Schockwynde pushed himself importantly forward. “Hold back, fella. There’s a due process.” He spoke to the bailiff as one professional man to another. “An apprentice of mine was done to death a week ago. Foul play is suspected. The coroner here has come to examine the body—”
“And you have evidence that it wasn’t a natural death?”
“I’ll say! The man’s throat was ripped out.” Dakin burst forward and had to be restrained by the guards.
The coroner spread his hands in a placating manner. “I must see the body first,
before we go any further. I take it it’s in the mortuary?” He turned to Dakin. “After that you, can accuse this fellow of murder if that’s what it looks like.”
“And you’ll have to lay before us the evidence for your accusation,” stated the bailiff sententiously; “otherwise, you’ll be in trouble, making false accusations against an innocent man. Let’s repair to the mortuary. Lead on!”
With a nod of the head, the bailiff indicated for the coroner and the master mason to follow him, but when Dakin infiltrated the group, he was not turned away. The rest of the masons trailed along a few yards behind, their faces grim. A muttered exchange between Hamo and Will was too quiet to be overheard.
It was clear they thought Fulke would wriggle out of the accusation if he could and, knowing that they had no evidence worth a tattle, they knew he would find it none too difficult. Dakin had also put himself in the wrong by making an accusation with nothing but blind grief to back it up.
Hildegard was frowning as she followed them.
They stood round the body in a silent group. The nun who had been keeping vigil pulled back the sheet. Even in the dim light, the sight of the wounds drew a gasp from everyone.

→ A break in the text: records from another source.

PR #365, opened 2023-09-22
nvidia-glx-driver: update to 535.113.01

Staudey:
**Changes**
- Fixed a bug that could cause GPU memory utilization to be reported incorrectly for Multi-Instance GPU (MIG) partitions on Grace Hopper systems
- Fixed a bug that intermittently caused the display to freeze when resuming from suspend on some Ada GPUs

**Test Plan**
- Rebooted
- Launched Steam
- Played "b", "Kenshi", and "Core Keeper"
- Checked acceleration with `nvidia-vaapi-driver` works

**Checklist**


ReillyBrogan (approved):
LGTM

“He’s certainly dead,” observed the coroner, recovering first. “He’s suffered a particularly frenzied attack, by the look of things.” He bent closer to examine the striations of congealed blood in the wounds disfiguring the corpse. Everything was frozen by the snows, whose chill still lingered in the stone-built chamber.
Fulke was gazing in something like horror at the body. The bailiff stood eagerly at the coroner’s elbow. Schockwynde turned away and looked likely to vomit. Dakin had a face of stone, as did the other two masons. Carola went hurriedly to the door.
“And the story is that this beast of Handale attacked him while he was walking in the woods?” murmured the coroner as he placed the tip of his dagger into one of the wounds. “A good three inches,” he murmured, withdrawing the dagger and peering at the tip.